The woman sees that he is looking at her and snaps at him in Italian, saying, “What are you looking at? Were you stripping me with your eyes?However, the woman then warms up to the man, embracing him and then dipping her finger into his latte. Some of the foam drips off her finger onto her chest. She continues to talk to him in Italian saying, “Poor thing, You could do no less. Did it make your heart skip a beat? Did it make you dizzy? You’ll be lost thinking of that sensation forever.” She then leans in as if to kiss the man and all of a sudden he wakes up and the Fiat Abarth is parked in the street where he first saw the woman. Essentially Fiat is using male fantasy as a means of selling their new car. Indeed, Fiat refers to this commercial as Seduction.

Another interesting commercial that dealt with body image and sexual content was an M&M spot. A female M&M character is talking with two woman, while two men look on. The men are laughing and the M&M character asks the women why they are laughing. One of the women says, “They think you are naked.” The female M&M character explains that her outer coating is chocolate colored and she then shames the men who walk away in embarrassment.
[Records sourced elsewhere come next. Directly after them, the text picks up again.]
PR #571, opened 2026-05-18
Use `stokes_moment` integrator instead of separate nested `stokes` and `moment`

frettini:
# Description

Hello,
This PR enforces the use of the `stokes_moment` integrator when either the stokes components, the variance, or both elements are required as output. This change solves the nesting order constraint imposed by recent performance fixes in the stokes component. The pipeline had to be modified to process all stokes components again. The `stokes_moment` integrator tries to reproduce the AOV order and naming of the integrators it is derived from. There is an exception when only the Stokes vector is required, and the name of the nested integrator is preprended to the AOV i.e `nested.S0`. This change was also reflected in the processing changes.

The breaking unit tests were modified accordingly. All tests pass, including regression tests, and some IPRT cases were also run again.

# Checklist

### DIFF
--- a/tests/01_unit/pipelines/test_logic.py
+++ b/tests/01_unit/pipelines/test_logic.py
@@ -222,15 +222,12 @@ def test_01_gather_bitmaps(mode, experiment, gather_bitmaps):
     solar_angle_sizes = {"sza": 1, "saa": 1}
     film_sizes = {"y_index": 32, "x_index": 32}
     all_sizes = {**spectral_sizes, **film_sizes, **solar_angle_sizes}
+    all_sizes_pol = {**all_sizes, "stokes": 4}
 
     expected_sizes = {
         "spp": spectral_sizes,
-        "radiance_raw": all_sizes
-        if not mode.is_polarized
-        else {**all_sizes, "stokes": 4},
-        "radiance_m2_raw": all_sizes
-        if not mode.is_polarized
-        else {**all_sizes, "stokes": 1},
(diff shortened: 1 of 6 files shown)


tests/01_unit/pipelines/test_logic.py
```diff
@@ -222,15 +222,12 @@ def test_01_gather_bitmaps(mode, experiment, gather_bitmaps):
...
     expected_sizes = {
         "spp": spectral_sizes,
-        "radiance_raw": all_sizes
-        if not mode.is_polarized
-        else {**all_sizes, "stokes": 4},
-        "radiance_m2_raw": all_sizes
-        if not mode.is_polarized
-        else {**all_sizes, "stokes": 1},
+        "radiance_raw": all_sizes if not mode.is_polarized else all_sizes_pol,
+        "radiance_m2_raw": all_sizes if not mode.is_polarized else all_sizes_pol,
```
leroyvn: Since you factored the new dimension sizes into a variable, negating the condition no longer helps with readability, so I'll suggest:

```suggestion
        "radiance_raw": all_sizes_pol if mode.is_polarized else all_sizes,
        "radiance_m2_raw": all_sizes_pol if mode.is_polarized else all_sizes,
```

leroyvn (changes requested):
Hi @frettini, no major comment, it looks good. I'll merge as soon as the PR will be ready. Thanks!

frettini:
I have applied the changes, updated the changelog and submodule.

PR #572, opened 2026-05-18
`SolarIrradiance`: Support datetime-like objects

leroyvn:
# Description

This PR updates `SolarIrradianceSpectrum`'s `datetime` attribute to support conversion of various datetime-like types. Now, the following types are accepted:

* `datetime.datetime`: Pivot data type, used internally for storage.
* `str`: ISO format string specification, parsed with `dateutil` as a `datetime.datetime`.
* `pd.Timestamp`: Pandas's own datetime type, converted to `datetime.datetime`.
* `np.datetime64`: NumPy's own datetime type, converted to `datetime.datetime`.

I also refactored the unit tests to use classes for scoping (new preferred pattern).

Closes #570.

# Checklist

### DIFF
--- a/docs/release_notes/v1.2.x.md
+++ b/docs/release_notes/v1.2.x.md
@@ -10,14 +10,16 @@
 
 * Improved error messages when initializing a {class}`.MolecularAtmosphere` with
   an incorrect value for the ``absorption_data`` parameter ({ghpr}`566`).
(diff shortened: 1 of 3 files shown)


leroyvn:
Hi @mone27, I worked on solving #570 — and a bit more. We now accept a range of datetime-like objects, including Python's `datetime`. The fix will be included in our next release.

Up to this point the add could be viewed as empowering for women, since all the female characters in the spot seem disgusted with the behavior of men, plus the female M&M character calls out the adolescent male behavior. Unfortunately, the ad doesn’t end there. A male M&M character moves the audience back into a silly mood when he takes his outer coating off thinking the female character is nude. This is all accompanied by the male M&M character dancing and music blaring in the background. The female M&M character continues to look disgusted at the end of the spot, but the “humorous” component of the spot shifts the focus away from women’s confidence and onto the “guy acting silly.”
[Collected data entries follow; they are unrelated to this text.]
PR #584, opened 2026-07-29
[3DATM 1/7] Add a particles v1 data format specification extending aer core v2

wint3ria:
# Description

Add an extension to the aer_core_v2 data format to support varying r_eff and v_eff distributions for particles phase functions.

This PR also includes two changes related to minor issues I faced:
 - Deprecation warning issued by numpy due to netCDF4 not supporting NumPy >= 2.5
 - tests/03_regression/romc/test_het01.py threshold being too tight.

Let me know if you want to address any of these differently.

# Checklist

### DIFF
--- a/docs/data/formats/aer.rst
+++ b/docs/data/formats/aer.rst
@@ -122,6 +122,64 @@ Normalization conventions
       * ``imom``
       * ``nmommax``
 
+.. _sec-data-formats-prt_v1:
+
+Prt v1 [``prt_v1``]
+--------------------
+
+Extension of ``aer_core_v2`` for particle properties. This data format
+indexes properties defined by ``aer_core_v2`` on two extra dimensions,
+``reff`` and ``veff``, the mean and variance of the particle size
+distribution, respectively. It shares the same normalization conventions
+as ``aer_core_v2``.
+
+Format
+    ``xarray.Dataset`` (in-memory), NetCDF (storage)
+
+Dimensions
+    * ``w``: radiation wavelength
+    * ``reff``: effective radius of the particles
+    * ``veff``: variance of the particles radii
+    * ``phamat``: nonzero coefficients in the phase matrix
+    * ``iangle``: angular data points
+    * ``imom``: Legendre coefficients for the (1,1) phase matrix component
+
+Coordinates
+    *When relevant, units are required and specified in the "units" metadata field.*
+
+    * ``w(w)``: float [length]: wavelength
+    * ``reff(reff)``: float [length]: effective radius
+    * ``veff(veff)``: float [—]: variance of particles radii
+    * ``phamat(phamat)``: str [—]: row and column indices of the phase matrix coefficient
+      (*e.g.* "11", "12", etc.)
+    * ``theta(w, reff, veff, iangle)``: float [angle]: scattering angle θ; NaN-padded beyond
+      ``nangles[iw, ireff, iveff]``
+    * ``mu(w, reff, veff, iangle)``: float [—]: value of cos θ; NaN-padded beyond 
+      ``nangles[iw, ireff, iveff]``
+
+Data variables
+    *When relevant, units are required and specified in the "units" metadata field.*
+
+    * ``ext(w, reff, veff)`` float [1 / length]: extinction coefficient per unit concentration
+    * ``ssa(w, reff, veff)`` float [—]: single-scattering albedo
+    * ``phase(phamat, w, reff, veff, iangle)`` float [1 / sr]: value of the phase matrix;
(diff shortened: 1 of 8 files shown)


docs/data/formats/aer.rst
```diff
@@ -122,6 +122,64 @@ Normalization conventions
...
+    * ``pmom(w, reff, veff, imom)`` float [—], optional: Legendre expansion coefficients 
+      of the (1,1) phase matrix element; NaN-padded beyond ``nmom[iw, ireff, iveff]``
+    * ``nmom(w, reff, veff)`` int [—], required if ``pmom`` is present: number of valid
+      Legendre coefficients per wavelength; must be consistent with the NaN
+      padding of ``pmom``
+
+.. note::
+
+    * Data are sorted in ascending order of ``w``, ``reff``, ``veff`` and ``mu``
+    * ``reff`` and ``veff`` are regularly spaced
```
leroyvn, line 179: This is a strong limitation. Is it strictly necessary?

docs/data/formats/aer.rst
```diff
@@ -122,6 +122,64 @@ Normalization conventions
       * ``imom``
       * ``nmommax``
 
+.. _sec-data-formats-part_core_v1:
+
+Part-Core v1 [``part_core_v1``]
+-------------------------------
```
leroyvn: I've been using a trigram for format family identification. Also accounting for our conversation earlier, I think we can drop the `core` variant specifier and simply state compatibility and provide automatic promotion functions. So here is my suggestion:

```suggestion
Prt v1 [``prt_v1``]
-------------------
```

docs/data/formats/aer.rst
```diff
@@ -122,6 +122,64 @@ Normalization conventions
...
+    * ``phase(phamat, w, reff, veff, iangle)`` float [1 / sr]: value of the phase matrix;
+      NaN-padded beyond ``nangles[iw, ireff, iveff]``
+    * ``nangles(w, reff, veff)`` int [—]: number of valid angular samples per wavelength, 
+      reff and veff; must be consistent with the NaN padding of ``theta``, ``mu``, and 
+      ``phase``
+    * ``pmom(w, reff, veff, imom)`` float [—], optional: Legendre expansion coefficients 
+      of the (1,1) phase matrix element; NaN-padded beyond ``nmom[iw, ireff, iveff]``
+    * ``nmom(w, reff, veff)`` int [—], required if ``pmom`` is present: number of valid
+      Legendre coefficients per wavelength; must be consistent with the NaN
+      padding of ``pmom``
```
leroyvn: Are you sure if this makes sense? What do you think @emdec?

leroyvn (commented):
Hi @wint3ria, this is a first pass. The Legendre coefficient part has to be settled to decide whether the `prt` family should be considered an extension of the `aer` family, or if it has incompatibilities.

docs/data/formats/aer.rst
wint3ria: Concerning the ascending constraint, this is a fair constraint to add to indexing quantities, that xarray might enforce anyway.

Irregular grids add an extra binary search on `reff` and `veff` coordinates, although these are rather small and performed once per interaction. Since I don't have any use case for irregular grids, I did not implement any for these coordinates in the mitsuba plugin, so currently the constraint is strictly necessary here in Eradiate. Now a few elements:
 - This is a clear limitation of the new mitsuba `particlefieldphase` plugin
 - Releasing this constraint would be backward compatible with the current proposed format
 - This is not a complicated problem, I can change this now or later with minimal effort
 - Implementation at the Eradiate level will be the same, regardless of this constraint

For now I will continue with the current implementation and note this as an iterative improvement, to prioritize the delivery of the rest of the work on particles fields. The current limitation still allows us to validate against IPRT cases

docs/data/formats/aer.rst
wint3ria: The way I see it, pmom(w, reff, veff, imom) is not meant to be used as an interpolated quantity for configuration of the particlephase plugin. This is necessary to load a complete reff indexed libradtran formatted dataset, and we decided to add the veff coordinate. DISORT users must select a (reff, veff) couple to work on or perform their own interp logic, thus collapsing the prt_v1 format to aer_core_v2 that is meant to be used with this model

docs/data/formats/aer.rst
wint3ria: Done

wint3ria:
Closed to prefer a [stacked PR structure](https://docs.github.com/en/pull-requests/get-started/about-stacked-prs)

Of course, we can’t forget the H&M commercial featuring soccer legend David Beckham. In this spot Beckham is only wearing his underwear, while the camera moves up and down his body, while we hear the song Please Don’t Let Me Be Misunderstood, sung by the Animals.
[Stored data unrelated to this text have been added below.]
PR #586, opened 2026-07-31
[3DATM 3/7] Implement a coordinate system for 3D atmospheres

wint3ria:
# Description

Implement a coordinate system for gridded atmospheres and adapt the codebase to this new feature. The `GridCoords` interface effectively replaces the `ZGrid` class, introducing many small mechanical changes in the codebase. This abstraction indexes the extent of the 3D space where the atmospheric data and optical properties are defined. It generalizes `ZGrid` to 3 dimensions.

Two subclasses of `GridCoords`, `PlaneParallelGridCoords` and `SphericalShellGridCoords`, implement a Cartesian and a geocentric coordinate system respectively.

The `Geometry` keeps the same role of defining the shape of the atmosphere volume, but the different components are now mapped on the `GridCoords` subregion of the shape. The `Geometry` subclasses are updated to introduce wrap mode parametrization, although this feature is not implemented yet (see #589).

A new set of tools is proposed to facilitate the configuration of a mitsuba `GridVolume` instances from a `Geometry` instance and its associated `GridCoords`.

Lastly, to support end user manipulation of these coordinates, a small visualization tool is proposed for notebook cells. This module is implemented in pure SVG without any external library, and only output a few diagrams representing the grids or atmosphere. This allows a fast render time for interactive sessions.

Here is an example representation of a default 1D grid in Eradiate:
image

The scale is not realistic. Only 3 different sizes can be assigned to an axis, and sizes are attributed by order of length of the axes' extent. In the example above, the default coordinate grid is 120km high, and both X and Y extents are the same size at 5e6 km and thus represented with the same size. Thus this representation is only a convenient visual cue to help debugging or configuring a scene.

Here is an example with another narrower grid geometry:
image

For `Geometry` instances, a similar visualization uses a logarithmic scale to represent the extent of the inner grid compared to the atmosphere's shape:
image

Another representation is used for spherical geometries:
image

Note that although these representations are implemented in this PR, the actual wrap mode support is implemented in the subsequent #589. Using a grid smaller than the atmosphere shape at this stage is undefined behavior.

Examples taken from https://github.com/eradiate/eradiate-tutorials/pull/5

# Checklist

### DIFF
--- a/docs/data/formats/aer.rst
+++ b/docs/data/formats/aer.rst
@@ -122,6 +122,64 @@ Normalization conventions
       * ``imom``
       * ``nmommax``
 
+.. _sec-data-formats-prt_v1:
+
+Prt v1 [``prt_v1``]
+--------------------
+
+Extension of ``aer_core_v2`` for particle properties. This data format
+indexes properties defined by ``aer_core_v2`` on two extra dimensions,
+``reff`` and ``veff``, the mean and variance of the particle size
+distribution, respectively. It shares the same normalization conventions
+as ``aer_core_v2``.
+
+Format
+    ``xarray.Dataset`` (in-memory), NetCDF (storage)
+
+Dimensions
+    * ``w``: radiation wavelength
+    * ``reff``: effective radius of the particles
+    * ``veff``: variance of the particles radii
+    * ``phamat``: nonzero coefficients in the phase matrix
+    * ``iangle``: angular data points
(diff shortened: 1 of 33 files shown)


wint3ria:
Closed to prefer a [stacked PR structure](https://docs.github.com/en/pull-requests/get-started/about-stacked-prs)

I think the spot is problematic on two levels. First, it presents a body image of men that most men simply will never achieve. This beauty standard for men in media certainly can impact how men see themselves and it might also influence what women are attracted to, by normalizing the 6-pack ab body.

However, the more devastating aspect of the ad is that it gives some men fuel to say that men and women’s bodies are being equally exploited in media, so women should just shut up and stop complaining about it. In fact, this comment and many more explicit are all over the blogosphere and on youtube, where men are complaining about “feminists” and “bitches.”

The problem with such observations is that just because a man’s body is being used to sell a product, doesn’t mean there is parity in regards to the larger social consequences of this kind of objectification. Men are not being sexually assaulted by women every 6 seconds in this country and men are not suffering from some form of eating disorder at the astronomical rates that women are because of the gender norms that have been imposed on society. Men who want to say, “we are now even,” because of the David Beckham ad just don’t want to acknowledge the tremendous privilege they have.